Guest–host transports
| Transport | Carries |
|---|---|
| COM1 (serial) | Guest kernel console. Forwarded to stderr with --dmesg. |
| COM2 (serial) | Crash diagnostics only: the guest panic hook writes PANIC: <info> plus a backtrace here. |
/dev/hvc0 (console port 0) | Interactive console for ktstr shell. |
| Console port 1 | The primary guest-to-host data channel: test results, exit codes, scenario markers, payload metrics, coverage data, scheduler-exit notifications. |
| Console port 2 | Transparent byte relay for scx_stats requests/responses between the host and the in-guest scheduler. |
Two details worth internalizing:
- COM2 is crash-only. Ordinary guest stdout/stderr does not use
COM2 — it travels over the port-1 stream as framed messages. COM2
exists for diagnostics that must get out even when the framed
transport can’t be trusted (panics, fatal signals). The host parses
the
PANIC:header and surfaces the backtrace in test failure output. - Port 1 frames are integrity-checked. Each frame on the port-1 stream carries a CRC32, so a corrupted result is detected rather than mis-parsed.
Performance mode
When performance mode is enabled, the VMM applies host-side isolation
(vCPU pinning, hugepages, NUMA mbind, RT scheduling), guest-visible
hints (KVM_HINTS_REALTIME CPUID), and KVM exit suppression.
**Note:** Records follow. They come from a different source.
Issue #24454, opened 2019-10-16
WebMessaging: fully support MessageEventSource


gterzian:
This requires extending `MessageEvent` and `ExtendableMessageEvent` with `MessageEventSource`, and setting it to the right object when the event is dispatched.

`MessageEvent` only supports `WindowProxy` as source.

Spec: https://html.spec.whatwg.org/multipage/comms.html#messageeventsource

Webidls to be updated:

https://github.com/servo/servo/blob/b96b08a3d9dd7dc042de869b0a109435af776a89/components/script/dom/webidls/MessageEvent.webidl#L14

Code where event is dispatched and where the `source` should be added/updated:

MessagePort(PR in progress): https://github.com/servo/servo/pull/23637/files/a1a3c1e60ad87bb90658a3a111be52b2cda68b04#diff-59d233642d0ce6d687484bdd009e1017R444

Window, currently using an `Option<WindowProxy>` as source, instead of `MessageEventSource` : https://github.com/servo/servo/blob/b96b08a3d9dd7dc042de869b0a109435af776a89/components/script/dom/window.rs#L2373

gterzian:
When the webidl are updated, running `./mach check` will generate the `MessageEventSource` binding, which can then be imported in a way similar to https://github.com/servo/servo/blob/b96b08a3d9dd7dc042de869b0a109435af776a89/components/script/dom/messageevent.rs#L7

gterzian:
Moved the service-worker part to a separate issue, because it involves a separate `Client` interface, to https://github.com/servo/servo/issues/24659

gterzian:
Closing this, because actually `MessagePort` as a source is only used when dispatching the `connnect` event of shared-worker(step 27 of https://html.spec.whatwg.org/multipage/workers.html#worker-processing-model). See https://github.com/servo/servo/pull/24636#discussion_r342390301

I don't think there is a need for a separate issue from https://github.com/servo/servo/issues/7458

gterzian:
Setting a service worker as "source" would have to be done as part of https://github.com/servo/servo/issues/24660

PR #24636, opened 2019-11-04
Use MessageEventSource on MessageEvent IDL

### LINKED ISSUE #22617: WindowProxy interface is considered only exposed to Window environment
WindowProxy is a weird fake interface that's listed in Bindings.conf but does not have a WebIDL interface. This makes the WebIDL parser report an error if the WindowProxy interface is used in interfaces that are exposed in non-Window globals, like MessageSourceEvent.webidl.

saschanaz:
---

- [x] These changes fix #22617 

### DIFF
--- a/components/script/dom/bindings/conversions.rs
+++ b/components/script/dom/bindings/conversions.rs
@@ -45,6 +45,7 @@ use crate::dom::htmlcollection::HTMLCollection;
 use crate::dom::htmlformcontrolscollection::HTMLFormControlsCollection;
 use crate::dom::htmloptionscollection::HTMLOptionsCollection;
 use crate::dom::nodelist::NodeList;
+use crate::dom::windowproxy::WindowProxy;
 use js::conversions::latin1_to_string;
 pub use js::conversions::ConversionBehavior;
 pub use js::conversions::{ConversionResult, FromJSValConvertible, ToJSValConvertible};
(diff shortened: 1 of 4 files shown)


components/script/dom/bindings/conversions.rs
```diff
@@ -634,3 +635,24 @@ where
         Err(()) => Err(Error::JSFailed),
     }
 }
+
+/// Get a `DomRoot<T>` for a WindowProxy accessible from a `HandleValue`.
+/// Caller is responsible for throwing a JS exception if needed in case of error.
+pub fn windowproxy_from_handlevalue(
```
nox: This should be unsafe.

nox (changes requested):

components/script/dom/messageevent.rs
```diff
@@ -129,7 +151,11 @@ impl MessageEvent {
             false,
             message,
             DOMString::from(origin.unwrap_or("")),
-            source,
+            source
+                .map(|source| {
+                    WindowProxyOrMessagePortOrServiceWorker::WindowProxy(DomRoot::from_ref(source))
```
gterzian: I think you might want to instead update the `source` argument to be a `WindowProxyOrMessagePortOrServiceWorker`, and then set it at the call site, at https://github.com/servo/servo/blob/c89676be1d4b0e727b793f39cfb2d5db006ff1a8/components/script/dom/globalscope.rs#L534 and https://github.com/servo/servo/blob/c89676be1d4b0e727b793f39cfb2d5db006ff1a8/components/script/dom/dedicatedworkerglobalscope.rs#L479

Then you could also close https://github.com/servo/servo/issues/24454

gterzian (changes requested):
I think this could quite easily also close https://github.com/servo/servo/issues/24454

components/script/dom/messageevent.rs
saschanaz: [The spec](https://html.spec.whatwg.org/multipage/web-messaging.html#message-port-post-message-steps) does not set the `source` attribute, should the spec be updated?

jdm: That's a good point. I double-checked Gecko's implementation and it also appears to have a null source for message events triggered by MessagePort.postMessage, which I did not expect.

jdm: Maybe it's because for two MessagePorts in separate event loops there is no reasonable object to provide for the source argument.

jdm: https://html.spec.whatwg.org/multipage/comms.html#dom-messageevent-source suggests that the MessagePort is only used for shared worker connect events, which makes more sense to me.

gterzian: You're right, it seems to only be used for shared-workers in step 27 of https://html.spec.whatwg.org/multipage/workers.html#worker-processing-model

CYBAI:
@bors-servo retry

- cygwin oom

Non-performance-mode VMs set the KVM halt-poll interval to 200µs;
overcommitted topologies set it to 0. See
Performance Mode.
Dual-role dispatch
The same test binary is the host controller and the guest /init —
Architecture Overview tells the story. The
mechanics: a constructor function runs before main() in every
ktstr-linked binary. Running as PID 1, it executes the guest init
path (mounts, scheduler start, test dispatch, reboot); given
--ktstr-test-fn plus a topology argument, it boots a VM as the host
side; given only --ktstr-test-fn, it runs the test function
directly because it is already inside a VM.
Boot process
- Load the kernel (bzImage on x86_64, Image on aarch64).
- Create KVM vCPUs matching the declared topology. High vCPU counts add measurable boot latency — see Performance Mode for sizing.
- Build and load the initramfs.
- Set up serial devices (COM1 kernel console, COM2 crash diagnostics), the virtio console, and virtio block/net devices for disk- and network-shaped workloads.
- Boot the kernel.
- The kernel starts
/init(the test binary); PID 1 detection routes into the guest lifecycle: mount filesystems, start the scheduler, dispatch the test function, reboot.